PR #907, opened 2020-09-02
Add update pq meas sign in convert format

wangzhenassd:


pandapower/convert_format.py
```diff
@@ -24,6 +24,8 @@ def convert_format(net):
     _rename_columns(net)
     _add_missing_columns(net)
     _create_seperate_cost_tables(net)
+    if isinstance(net.version, float) and net.version < 2.4:
+        _convert_bus_pq_meas_to_load_reference(net)
```
lthurner, line 28: This will not work, since net.version is a string since pandapower 1.6. This should work (please test!):

> version.parse(net.version) < version.parse("2.4.0")

lthurner (changes requested):
Please add a test with a small network saved in pandapower 2.3.1 to make sure this works.

pandapower/convert_format.py
wangzhenassd: OK, where is the test for convert format? I cannot find it

wangzhenassd: It should work now

PR #909, opened 2020-09-03
New functions for JSON encoding and decoding

dlohmeier:
I implemented a way to encode objects that are referenced several times in the data structure that ought to be saved. I considered weak references as well, since they are already implemented in the JSONSerializableClass.

This is what happens:
- the encoder carries a memo dict to remember objects that have been stored already
- objects that can be memorized need to add an "_address" entry
- objects in the memory will be stored as "_object_with_address": address
- the decoder with collect all addresses to be restored and overwrites the addresses with references to the restored objects
- i.e. when storing net1 at address "10998" in controllers, we first collect `((controller1, "net", "10998"), (controller2, "net", "10998"))` in a reference collection and then reset the attributes with `controller1.__setattr__("net", net1)` once the net has been deserialized

I adapted the convert_format function so that the test_convert_format functions will all work. There is one more change that I would like to introduce, which is that there should be a JSONSerializable base class (naming is a little arbitrary) which does not contain the attribute "net", because one might want to use this class without the "net" attribute or use other attributes. This is possible with the new structure, as we don't have to consider a specific attribute to be overwritten during deserialization. This also means that the decoder and the JSONSerializableClass are much less interdependent, which should be a great advantage for further development.


lthurner:
Rather than making the JSON I/O even more complicated, I would prefer to remove the net Object from the JSONSerializable class as proposed in #917

PR #936, opened 2020-10-01
Update state_estimation.ipynb

FrankYinXF:
P,Q measurement of buses now changed to load reference


wangzhenassd:
Thanks a lot for the fixing!

PR #939, opened 2020-10-06
Update build_bus.py

FrankYinXF:
‘results’ uses the values from res_bus_est if available.

pandapower.estimation.estimate(net, algorithm='wls', init='flat', tolerance=1e-06, maximum_iterations=10, calculate_voltage_angles=True, zero_injection='aux_bus', fuse_buses_with_bb_switch='all', **opt_vars)

init - (string) Initial voltage for the estimation. ‘flat’ sets 1.0 p.u. / 0° for all buses, ‘results’ uses the values from res_bus_est if available

### DIFF
--- a/pandapower/build_bus.py
+++ b/pandapower/build_bus.py
@@ -205,14 +205,14 @@ def get_voltage_init_vector(net, init_v, mode):
     if isinstance(init_v, str):
         if init_v == "results":
             # init voltage possible if bus results are available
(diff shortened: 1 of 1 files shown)


wangzhenassd (commented):
Thanks for your contribution! I think the original reason of this option "init=result" is to use the powerflow result to warm start similar calculation. The additional initialization with state estimation would be an interesting functionality. But I think it should not replace the original initialization, better to be an extra option.

wangzhenassd:
Closed due to inactivity

PR #954, opened 2020-10-16
fix(toolbox): merge asymmetric elements

rskew:
Update bus IDs for net.asymmetric_load and net.asymmetric_sgen when merging nets.

I feel like this is a small piece of a larger refactor needed to support asymmetric elements in toolbox.py, so it's fine if you want to ignore this.


lthurner:
> I feel like this is a small piece of a larger refactor needed to support asymmetric elements in toolbox.py, so it's fine if you want to ignore this.

That is true, most toolbox functions do not support asymmetric elements yet. All the more reason to include your PR so that we can support the different functions step by step. Thanks for your input!

PR #976, opened 2020-11-04
bugfix islands calculated with numba

SimonRubenDrauz:
passing the shape solves the problem


rbolgaryn:
Thank you @SimonRubenDrauz !

PR #991, opened 2020-11-18
Added a feature to let the const_controller set opf limits

vogt31337:
Hi,

since using these controllers is a bit complicated, I've added the option to update the opf limits. I've added a new Parameter which is three folded:
a) It can be False (normally) so no opf limits will be set
b) It can be True, so a standard function will be used. This function sets loads to p_min: value and p_max: value + 15% and it will sgens to p_min: 0 and p_max: value.
c) The user can provide his own function to set these limits

The function will be called after the new values are written so the elements. Also I've added a write function, since it's easier to use this function to write to the net.

BR

### DIFF
--- a/pandapower/control/controller/const_control.py
+++ b/pandapower/control/controller/const_control.py
@@ -45,13 +45,15 @@ class ConstControl(Controller):
 
         **drop_same_existing_ctrl** (bool, False) - Indicates if already existing controllers of the same type and with the same matching parameters (e.g. at same element) should be dropped
 
+        **update_opf_limits** (bool, function, False) - If set to True the provided set_new_opf_limits function will be executed after setting the new values. It will set p_min and p_max for loads and sgens. The user can also provide his own function to set custom opf limits.
+
     .. note:: If multiple elements are represented with one controller, the data source must have integer columns. At the moment, only the DFData format is tested for the multiple const control.
     """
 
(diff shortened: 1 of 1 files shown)


friederikemeier:
Hey! So the idea of the scaling of the datasource and also setting of limits can be done like this already:

    ConstControl(net, element='load', variable='max_p_mw', element_index=1, data_source=ds1, profile_name=[1], scale_factor=1.15)
    ConstControl(net, element='load', variable='min_p_mw', element_index=1, data_source=ds2, profile_name=[1])
    ConstControl(net, element='sgen', variable='max_p_mw', element_index=1, data_source=ds3, profile_name=[1])
    ConstControl(net, element='sgen', variable='min_p_mw', element_index=1, data_source=ds4, profile_name=[1])

And the ds4 can contain a dataframe of zeros. But actually, if you are always setting it to 0, you don't need a controller and can leave it at 0 from the beginning.
For an additional boolean logic I would prefer to derive a controller from ConstControl and do it there. The ConstController should be the simplest controller only setting datasource values and doing nothing else.

rbolgaryn:
After discussing the possible implementation of this feature, it turned out that passing a custom function for postprocessing of the values would be problematic in the context of JSON I/O. 

The recommended way is to define one's own class that inherits from ConstControl and overload time_step (see my comment in #1019). This would be the most elegant solution.

PR #1000, opened 2020-11-20
Update state_estimation.py

FrankYinXF:
Here, it should be "res_bus", because in get_voltage_init_vector(), the condition is to check "res_bus" rather than "res_bus_est".


wangzhenassd:
It is strange, the test always fail for PY35 in toolbox.

PR #1005, opened 2020-11-21
Update units.rst

FrankYinXF:
The previous comments are not consistent with the results of runpp().
Please carefully check.

### DIFF
--- a/doc/about/units.rst
+++ b/doc/about/units.rst
@@ -82,7 +82,7 @@ For all other bus elements the signing is based on the consumer viewpoint (posit
     - xward
     - storage
  
-The power flow values for branch elements (e.g. lines & transformers) are always defined as the power flow into the branch element (positive values means power flows into the element, negative power means power flows out of the element).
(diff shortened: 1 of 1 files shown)


wangzhenassd:
I tried with a simple example, I think the original description is correct, 10.45MW flows into the "from" side of the line, 10MW (negative in this case) flows out of the "to" side of the line,

```python
import pandapower as pp

b0 = pp.create_bus(net, 10)
b1 = pp.create_bus(net, 10)
pp.create_line(net, b0, b1, 1, "70-AL1/11-ST1A 10.0")
pp.create_ext_grid(net, b0)
pp.create_load(net,b1,10)

pp.runpp(net)
print(f"p_from_mw: {net.res_line.p_from_mw}")
print(f"p_to_mw: {net.res_line.p_to_mw}")
```

```python
p_from_mw: 0    10.451962
Name: p_from_mw, dtype: float64
p_to_mw: 0   -10.0
Name: p_to_mw, dtype: float64
```

FrankYinXF:
Oh, I know what you mean. You are right.
Sorry, my misunderstanding.

Thank you very much.

PR #1222, opened 2024-02-03
Fix U.B. with pointer additions

ripatel-fd:
Pointer arithmetic has some special assumptions.  For example,
adding a non-zero offset to a pointer value is assumed to never
result in a zero pointer.  (Or more generally, pointers cannot
overflow in C.)  Fixes instances of such U.B. by replacing them
with regular integer arithmetic.


kbowers-jump:
Very irritating that, in a world crawling with bugs created by code that doesn't test for safe memory accesses, the new compiler "safety" hotness is to complain about code that tests for safe memory accesses.  Sigh.

kbowers-jump (approved):

Issue #148, opened 2023-02-28
util: improve fd_cstr test coverage


ripatel-fd:
The following functions in //src/util/cstr:test_cstr.c are not covered by unit tests yet:

- fd_cstr_casecmp
- fd_cstr_to_ulong_octal
- fd_cstr_append_printf
- fd_cstr_append_cstr
- fd_cstr_append_cstr_safe
- fd_cstr_hash
- fd_cstr_hash_append

mahmudsudo:
can i take on this ?

Akhil-Rawat:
_ _ _ _ _
◆ **To do**: Across the material above, count every line holding "available" and write down only the number.

◆ **Written answer**: 3